Dorothy West was a novelist and short story writer who was part of the Harlem Renaissance. She is best known for her novel The Living Is Easy, about the life of an upper-class black family.

West's principal contribution to the Harlem Renaissance was to publish the magazine Challenge, which she founded in 1934 with $40. She also published the magazines successor, New Challenge. These magazines were among the first to publish literature featuring realistic portrayals of African Americans. Among the works published were Richard Wright's groundbreaking essay "Blueprint for Negro Writing," together with writings by Margaret Walker and Ralph Ellison.

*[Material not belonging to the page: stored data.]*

PR #1500, opened 2019-05-28
[PAN-1625] Clique AT mining continues if validator offline

jframe:
## PR description
Acceptance test to verify that given a 3 node clique network, if a node is taken offline then mining can continue as there are still sufficient validators.


acceptance-tests/src/test/java/tech/pegasys/pantheon/tests/acceptance/dsl/condition/clique/ExpectBlockHasProposer.java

After both magazines folded because of insufficient financing, West worked for the Works Progress Administration's Federal Writers' Project until the mid-1940s. During this time she wrote a number of short stories for the New York Daily News. She then moved to Oak Bluffs on Martha's Vineyard, where she wrote her first novel, The Living Is Easy. Published in 1948, her novel was well received critically but did not sell many copies.

In the four decades after, West worked as a journalist, primarily writing for a small newspaper on Martha's Vineyard. In 1982 a feminist press brought The Living Is Easy back into print, giving new attention to West and her role in the Harlem Renaissance. As a result of this attention, at age 85 West finally finished a second novel, titled The Wedding. Published in 1995, the novel was a best-seller and resulted in the publication of a collection of West's short stories and reminiscences called The Richer, the Poorer. Oprah Winfrey turned the novel into a two-part television miniseries, The Wedding (TV miniseries).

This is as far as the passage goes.